Upma can also be made using dalia or broken wheat -- which is a good source of fibre that is digested slowly -- and makes for a satisfying meal.
- 1/2 cup dalia (broken wheat)
- 1 teaspoon urad dal
- 1 cup mixed vegetables (chopped carrots, beans, peas)
- 2 teaspoons oil
- 3 cups water, boiled
- 2-3 green chillies, finely chopped
- Coriander leaves, chopped
- Salt to taste
- Heat oil in a cooking vessel and fry the urad dal until brown.
- Add the chopped green chillies and the mixed vegetables.
- Now add the dalia, salt and water.
- Cook on a medium flame till the dalia thickens.
- Garnish with the chopped coriander and serve hot.
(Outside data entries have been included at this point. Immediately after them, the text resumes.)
PR #5619, opened 2023-04-06
Remove unused javascript file

solth:
Remove unused javascript file `metadata.js`.

### DIFF
--- a/Kitodo/src/main/resources/messages/errors_de.properties
+++ b/Kitodo/src/main/resources/messages/errors_de.properties
@@ -12,7 +12,6 @@
 error=Fehler...
 
 # A
-anErrorOccurred=Ein Fehler ist aufgetreten\:
 errorAdding=Fehler beim Hinzuf\u00FCgen von ''{0}''
 authorityAssignedError=Berechtigung kann nicht gel\u00F6scht werden, da dieser noch Rollen zugewiesen sind.
 
--- a/Kitodo/src/main/resources/messages/errors_en.properties
+++ b/Kitodo/src/main/resources/messages/errors_en.properties
@@ -12,7 +12,6 @@
 error=Error...
 
 # A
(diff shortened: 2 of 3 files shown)


Kitodo/src/main/resources/messages/errors_de.properties
```diff
@@ -12,6 +12,7 @@
 error=Fehler...
 
 # A
+anErrorOccurred=Ein Fehler ist aufgetreten\:
```
henning-gerhardt, line 15: I did not found any usage of this key.

Kitodo/src/main/resources/messages/errors_en.properties
```diff
@@ -12,6 +12,7 @@
 error=Error...
 
 # A
+anErrorOccurred=An error occurred\:
```
henning-gerhardt, line 15: see above

Kitodo/src/main/resources/messages/errors_es.properties
```diff
@@ -12,6 +12,7 @@
 error=error...
 
 # A
+anErrorOccurred=Se ha producido un error\:
```
henning-gerhardt, line 15: see above

henning-gerhardt (changes requested):
Looks good but why a new error key was added which is not used is not clear for me.

solth:
@henning-gerhardt thanks for the review. You are right, this message key is not used currently. Actually, I did not _add_ it, though, but just renamed an existing message key to a more appropriate name (from `getNormDataRecordFailed` to `anErrorOccurred`). 

I did not remove it since I was going to use it in another PR, but I will add the key again (with the new name) in that new PR. For now, I have remove the message key as you suggested.

henning-gerhardt (approved):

One serving of Upma (with veggies mixed in), weighing about 90 gms, contains about 200 calories.
Nutri veg idlis
Dietician and nutritionist Richa Anand recommends low-calorie snacks like bhel, sprouted mung bhel, or besan chilla prepared on a non-stick tawa. All of these are under 300 calories. One of her favorite recipes is nutri veg idlis:
- 60 gms idli rawa (broken wheat, especially for idlis)
- 50 gms assorted veggies
- 100 gms beaten curds
- Salt to taste
- Add idli rawa to the beaten curds.
- Allow this to stand for 15-20 minutes.
- Add finely chopped vegetables.
- Steam in an idli maker till done.
Serve hot with mint chutney.
Mixed sprouts bhel
Hira Mahajan, consulting dietician and nutritionist, thinks homemade snacks are a better option than readymade ones bought from shops. These are not only healthier, but save money too.
Brown bread sandwiches, kurmura (puffed rice) slightly sauteed in oil with vegetables, and home-cooked popcorn instead of chaats, sev puri, momos or dosas are some of the snacks she recommends. Here is her recipe for mixed sprouts bhel, made healthier with the addition of some vegetables.
- 1 cup (200 gms) of mixed sprouts
- 1/2 cup boiled Kabuli chana
- 2 boiled potatoes, chopped into cubes
- 1 finely chopped onion
- 1 finely chopped tomato
- 1 finely chopped capsicum
- 1 finely chopped cucumber
- 1 finely chopped green chilly
- A pinch of salt
- 1/4 teaspoon chaat masala
- 1 tablespoon lemon juice
- Mix the sprouts and vegetables together.
- Add chaat masala and a pinch of salt along with a spoonful of lemon juice.
- Mix it again and serve, or pack in an air-tight tiffin box to carry to work.
Apart from these, you can also try sandwiches with salad fillings, soya khakras, poha, rice idlis, or fruit salads. These snacks will satisfy your hunger and prevent craving and binging on high-calorie snacks.